> **DIRECTIONS FOR THIS TASK**: Among the records below, find the lines with the word "ready" and copy them.

> **DATA PROVIDED**:
Segment Open

PR #342, opened 2024-01-30
extract_variable_array and the with_indices parameter for `variables()`

### LINKED ISSUE #208: should variables() behave differently for `draws_rvars` format?
When working on https://github.com/stan-dev/cmdstanr/issues/582 I was reminded that `variables()` and `nvariables()` behave differently for the `draws_rvars` format compared to all other formats. I don't think this difference (treating vector/matrix variables as a single variable vs. treating elements as separate variables) is documented anywhere (or maybe I missed it). Should I add this information to the `help("draws-index")` page where these functions are documented?

### LINKED ISSUE #340: Add a function to extract single draw of multidimensional variable
Currently `extract_variable` doesn't work for matrix/array variables

In the following `p1` is a Pathfinder object from CmdStanR and `z_1` is defined in Stan as `matrix[M_1, N_1] z_1;`
It took me some time to figure out how to extract an R array with the dimensions `M_1`, `N_1`
```
drop(draws_of(subset_draws(as_draws_rvars(p1$draws()), variable='z_1', draw=1)[[1]]))
```

It would be nice to have a function for this. The above code works also for scalars, vectors, and 1D arrays.

mjskay:
#### Summary

This PR:

* closes #208 by giving `variables()`, `variables<-()`, `set_variables()`, and `nvariables()` a `with_indices` argument, which determines whether variable names are retrieved/set with (`"x[1]"`, `"x[2]"` ...) or without (`"x"`) indices.
* closes #340 by adding an `extract_variable_array()` function to extract variables with indices into arrays of iterations x chains x any remaining dimensions. @avehtari does this do what you need?

It also makes a few other related changes:

* For types that support `factor` variables (`draws_df`, `draws_list`, and `draws_rvars`), `extract_variable()` and `extract_variable_matrix()` now return a `factor` / `ordered` if the variable requested is a `factor` or `ordered`.
* It factors out a bunch of internal code for manipulating variable indices into `R/variable-indices.R`. Most important are:
   * `split_variable_names()` and `split_indices()`, which I suggest as the "canonical" functions for (1) splitting a variable into a string representing base name and indices and (2) parsing those indices if needed. The code for `split_variable_names()` was repeated in several places in the code base (implemented slightly differently). I tried several implementations on large vectors and the one I put there should be fast. 
   * `variable_names()` and `variable_names<-()`, which are functions with a `with_indices` parameter that can manipulate character vectors of variable names. These use `split_variable_names()` under the hood, and are the basis of the implementation of `with_indices` in `variables()` and `variables<-()`
   * `flatten_indices()` and `flatten_array()`, which are used to turn arrays into vectors where indices are embedded into variable names (used when converting from draws_rvars to other formats that embed indices into variable names).
   
   Factoring these functions out means if we later add support for more specialized parsing of variable names, we only have to do that in one place. It also gets us a bit closer to implementations of index parsing we could consider exporting (e.g. for #61), which could perhaps be a `parse_variable_names()` function built on `split_variable_names()` + `split_indices()`.

* Moves the code for `variables()`, `variables<-()`, `set_variables()`, and `nvariables()` from `R/draws-index.R` into `R/variables.R` and gives them their own documentation pages (`R/draws-index.R` and the combined doc page for variables/iterations/chains/draws was getting bloated, especially with the extra args on variables functions).
* Minor refactor of `while_preserving_dims()` -> `copy_dims()` and `while_preserving_levels()` -> `copy_levels()`
* Minor fix for a change in how the package doc page is specified in the latest version of roxygen2.

#### Copyright and Licensing


R/variables.R
```diff
@@ -0,0 +1,323 @@
...
+    all_var_matched_ixs <- c(all_var_ixs[!is.na(scalar_input_ixs)],
+                             all_var_ixs[!is.na(vector_input_ixs)])
+    # select missed input variables
+    missing_vars_mask <- rep_len(TRUE, length(variables))
+    missing_vars_mask[input_ixs] <- FALSE
+    missing_variables <- variables[missing_vars_mask]
+    # select matched all_variables maintaining the input variables order
+    variables <- all_variables[all_var_matched_ixs[order(input_ixs, all_var_matched_ixs)]]
+  } else {
+    missing_variables <- setdiff(variables, all_variables)
```
mjskay, line 279: This line is not hit by test coverage (see [here](https://app.codecov.io/gh/stan-dev/posterior/pull/342/blob/R/variables.R#L279)), but as far as I can tell it cannot be, as `scalar_only` is always `FALSE` (I assume this is a parameter that was used by some old code?). 

I have not changed this function except to use the new `split_variable_names()` on line 263. It only appears as all new because I moved it here from `R/draws-index.R`.

paul-buerkner:
thank you! Please let me know once this PR is ready for review!

mjskay:
Should be ready now

R/variables.R
paul-buerkner: I don't remember scalar_only. The way the variables are named suggests that I have I not written it. Was it previously used in rvars perhaps? I am fine with removing it as long as you don't see any value in keeping it for future use in rvars or similar functionality.

paul-buerkner (approved):
The PR looks good to me. Thank you!!

@avehtari could you check if `as_variable_array` does what you would like to do? If you give your okay too, I think this is ready for merging.

R/variables.R
paul-buerkner: I see. Interesting. I don't have any strong opinions about it. @jgabry and @MansMeg you seem to have been involved in the discussion. Any thoughts on this?

avehtari:
> closes https://github.com/stan-dev/posterior/issues/340 by adding an extract_variable_array() function to extract variables with indices into arrays of iterations x chains x any remaining dimensions. @avehtari does this do what you need?

Yes, it's helpful as it works the same way for any draws object type, and I can write my example in the issue as
```
p1$draws() |> subset_draws(draw=1) |> extract_variable_array(variable='r_id') |> drop()
```
or if I want to get all draws array
```
p1$draws() |> merge_chains() |> extract_variable_array(variable='r_id') |> drop()
```

(I can also drop `drop()` and index the 4 dim array)

paul-buerkner:
Great! @mjskay anything to change from your side? Otherwise, feel free to merge (or tell me such that I merge).

paul-buerkner:
Agreed.

avehtari:
I'm fine with `with_indices` and can't come up with better suggestions. I tested using `variables()`, `nvariables()`, and `set_variables()`, and having `with_indices` parameter is awesome!

mjskay:
Great, thanks @avehtari! I will take that as a strong endorsement and merge :)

Segment Closed

> **RESPONSE TO THE EXERCISE**:
thank you! Please let me know once this PR is ready for review!
Should be ready now
@avehtari could you check if `as_variable_array` does what you would like to do? If you give your okay too, I think this is ready for merging.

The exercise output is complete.